Would you return the entries exactly, with every line intact?

**PROVIDED DATA**
★ ★ ★

PR #52, opened 2023-03-27
hw7 threads

914-Mereu-Bianca:


main.cpp
```diff
@@ -1,137 +1,75 @@
...
-std::shared_ptr<Customer> createCustomer(std::string name, int age, int budget, std::string type)
+#include <stdio.h>
+#include <stdlib.h>
+#include <time.h>
+#include <thread>
+#include <atomic>
+#include <mutex>
+#include <condition_variable>
+
+std::mutex mutex_dish, mutex_customer;
```
CristianIonutIonescu, line 17: Why do you have the mutex and conditional variable as global? Unless I missed something you use them in restaurant class only. You should declare them as members of it

main.cpp
```diff
@@ -1,137 +1,75 @@
...
-    }
-    catch (const std::invalid_argument &e)
-    {
-        std::cout << e.what() << std::endl;
-    }
-    std::shared_ptr<Product> p3 = std::make_shared<Soda>("orange juce", 15);
-    std::cout << store.existProduct(p1, 1) << " " << store.existProduct(p3, 1) << "\n";
-    c3->buyProduct(store, p3, 5);
-    c3->buyProduct(store, p4, 5);
+    std::thread customers[20];
```
CristianIonutIonescu, line 63: Don't use a c-style array. Use vector or std:: array. Also you have 20 threads but seem to use only 5

restaurant/Restaurant.cpp
```diff
@@ -0,0 +1,43 @@
...
+    int y = rand() % 1000 + 100;
+    dishes.push(std::move(d));
+    std::cout << "The dish " << dishes.back()->getName() << " is being prepared\n";
+    std::this_thread::sleep_for(std::chrono::milliseconds(y));
+    cond_dish.notify_one();
+}
+
+void Restaurant::deliverDish(std::queue<std::shared_ptr<Dish>> &dishes, const std::shared_ptr<Dish> &d, std::mutex &mutex_dish, std::condition_variable &cond_dish)
+{
+    std::unique_lock<std::mutex> mlock(mutex_dish);
```
CristianIonutIonescu, line 30: What's the difference between unique_lock and lock_guard? In this homework I'm ok with using both, but under normal circumstances I would need a good explanation why you use one and not the other. For the sake of exercise, tell me what's the difference between them and when would you use one and not the other

restaurant/Restaurant.cpp
```diff
@@ -0,0 +1,43 @@
...
+    cond_dish.wait(mlock, [&]()
+                   { return dishes.front().get() != nullptr; });
+    std::cout << "The dish " << dishes.front()->getName() << " is being delivered\n";
+    dishes.pop();
+}
+
+void Restaurant::releaseTable(std::mutex &mutex_customer, std::condition_variable &cond_customer)
+{
+    std::lock_guard<std::mutex> guard(mutex_customer);
```
CristianIonutIonescu, line 39: Why do you lock here?

restaurant/Restaurant.cpp
```diff
@@ -0,0 +1,43 @@
...
+    std::lock_guard<std::mutex> lock(mutex_dish);
+
+    int y = rand() % 1000 + 100;
+    dishes.push(std::move(d));
+    std::cout << "The dish " << dishes.back()->getName() << " is being prepared\n";
+    std::this_thread::sleep_for(std::chrono::milliseconds(y));
+    cond_dish.notify_one();
+}
+
+void Restaurant::deliverDish(std::queue<std::shared_ptr<Dish>> &dishes, const std::shared_ptr<Dish> &d, std::mutex &mutex_dish, std::condition_variable &cond_dish)
```
CristianIonutIonescu, line 28: Why are you sending dish here? Not seeing it used

CristianIonutIonescu (changes requested):
Overall ok. i have 2 major issues:
1. Move the mutexes and cond variables in restaurant class
2. You're passing way to many shared_ptrs, this looks sketchy at best, has hidden bugs most likely. I would take some time to determine who owns what and if I can pass raw pointers when needed.
Minor issues:
You create only one dish(pasta), please try to create different types of food
Implement prepare methods for your dishes.

Outside the scope of the project, please try to not write over previous homework, it's hard to read.

PS: there might be some coding style issues but due to git diff being hard to read I couldn't tell for sure, will take another look tomorrow

main.cpp
914-Mereu-Bianca: I wrote them there when I started writing the project and I didn't realize I could move them to the restaurant, but I'll move them now

restaurant/Restaurant.cpp
914-Mereu-Bianca: The difference between them is that lock_guard automatically locks a mutex when it's created, and unlocks it when it's destructed and the unique_lock can be use to lock and unlock manually a mutex, it can also be moved and copied. I wanted to try both in this project just to see how they work, but maybe I should've used only lock_guard because I don't need all the features that unique_lock provides.

restaurant/Restaurant.cpp
914-Mereu-Bianca: I wasn't using atomic variable when I wrote this part, but I see now that I don't need it

restaurant/Restaurant.cpp
914-Mereu-Bianca: When I thought about how I should implement the program I wanted each customer to get its specific order, but later when I implemented the thread that creates dishes I realised that the program doesn't really care about what the customer ordered, so I gave up on that idea. I will remove it from there.

CristianIonutIonescu (approved):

★ ★ ★

**COMPLETED TASK**
PR #52, opened 2023-03-27
hw7 threads

914-Mereu-Bianca:


main.cpp
```diff
@@ -1,137 +1,75 @@
...
-std::shared_ptr<Customer> createCustomer(std::string name, int age, int budget, std::string type)
+#include <stdio.h>
+#include <stdlib.h>
+#include <time.h>
+#include <thread>
+#include <atomic>
+#include <mutex>
+#include <condition_variable>
+
+std::mutex mutex_dish, mutex_customer;
```
CristianIonutIonescu, line 17: Why do you have the mutex and conditional variable as global? Unless I missed something you use them in restaurant class only. You should declare them as members of it

main.cpp
```diff
@@ -1,137 +1,75 @@
...
-    }
-    catch (const std::invalid_argument &e)
-    {
-        std::cout << e.what() << std::endl;
-    }
-    std::shared_ptr<Product> p3 = std::make_shared<Soda>("orange juce", 15);
-    std::cout << store.existProduct(p1, 1) << " " << store.existProduct(p3, 1) << "\n";
-    c3->buyProduct(store, p3, 5);
-    c3->buyProduct(store, p4, 5);
+    std::thread customers[20];
```
CristianIonutIonescu, line 63: Don't use a c-style array. Use vector or std:: array. Also you have 20 threads but seem to use only 5

restaurant/Restaurant.cpp
```diff
@@ -0,0 +1,43 @@
...
+    int y = rand() % 1000 + 100;
+    dishes.push(std::move(d));
+    std::cout << "The dish " << dishes.back()->getName() << " is being prepared\n";
+    std::this_thread::sleep_for(std::chrono::milliseconds(y));
+    cond_dish.notify_one();
+}
+
+void Restaurant::deliverDish(std::queue<std::shared_ptr<Dish>> &dishes, const std::shared_ptr<Dish> &d, std::mutex &mutex_dish, std::condition_variable &cond_dish)
+{
+    std::unique_lock<std::mutex> mlock(mutex_dish);
```
CristianIonutIonescu, line 30: What's the difference between unique_lock and lock_guard? In this homework I'm ok with using both, but under normal circumstances I would need a good explanation why you use one and not the other. For the sake of exercise, tell me what's the difference between them and when would you use one and not the other

restaurant/Restaurant.cpp
```diff
@@ -0,0 +1,43 @@
...
+    cond_dish.wait(mlock, [&]()
+                   { return dishes.front().get() != nullptr; });
+    std::cout << "The dish " << dishes.front()->getName() << " is being delivered\n";
+    dishes.pop();
+}
+
+void Restaurant::releaseTable(std::mutex &mutex_customer, std::condition_variable &cond_customer)
+{
+    std::lock_guard<std::mutex> guard(mutex_customer);
```
CristianIonutIonescu, line 39: Why do you lock here?

restaurant/Restaurant.cpp
```diff
@@ -0,0 +1,43 @@
...
+    std::lock_guard<std::mutex> lock(mutex_dish);
+
+    int y = rand() % 1000 + 100;
+    dishes.push(std::move(d));
+    std::cout << "The dish " << dishes.back()->getName() << " is being prepared\n";
+    std::this_thread::sleep_for(std::chrono::milliseconds(y));
+    cond_dish.notify_one();
+}
+
+void Restaurant::deliverDish(std::queue<std::shared_ptr<Dish>> &dishes, const std::shared_ptr<Dish> &d, std::mutex &mutex_dish, std::condition_variable &cond_dish)
```
CristianIonutIonescu, line 28: Why are you sending dish here? Not seeing it used

CristianIonutIonescu (changes requested):
Overall ok. i have 2 major issues:
1. Move the mutexes and cond variables in restaurant class
2. You're passing way to many shared_ptrs, this looks sketchy at best, has hidden bugs most likely. I would take some time to determine who owns what and if I can pass raw pointers when needed.
Minor issues:
You create only one dish(pasta), please try to create different types of food
Implement prepare methods for your dishes.

Outside the scope of the project, please try to not write over previous homework, it's hard to read.

PS: there might be some coding style issues but due to git diff being hard to read I couldn't tell for sure, will take another look tomorrow

main.cpp
914-Mereu-Bianca: I wrote them there when I started writing the project and I didn't realize I could move them to the restaurant, but I'll move them now

restaurant/Restaurant.cpp
914-Mereu-Bianca: The difference between them is that lock_guard automatically locks a mutex when it's created, and unlocks it when it's destructed and the unique_lock can be use to lock and unlock manually a mutex, it can also be moved and copied. I wanted to try both in this project just to see how they work, but maybe I should've used only lock_guard because I don't need all the features that unique_lock provides.

restaurant/Restaurant.cpp
914-Mereu-Bianca: I wasn't using atomic variable when I wrote this part, but I see now that I don't need it

restaurant/Restaurant.cpp
914-Mereu-Bianca: When I thought about how I should implement the program I wanted each customer to get its specific order, but later when I implemented the thread that creates dishes I realised that the program doesn't really care about what the customer ordered, so I gave up on that idea. I will remove it from there.

CristianIonutIonescu (approved):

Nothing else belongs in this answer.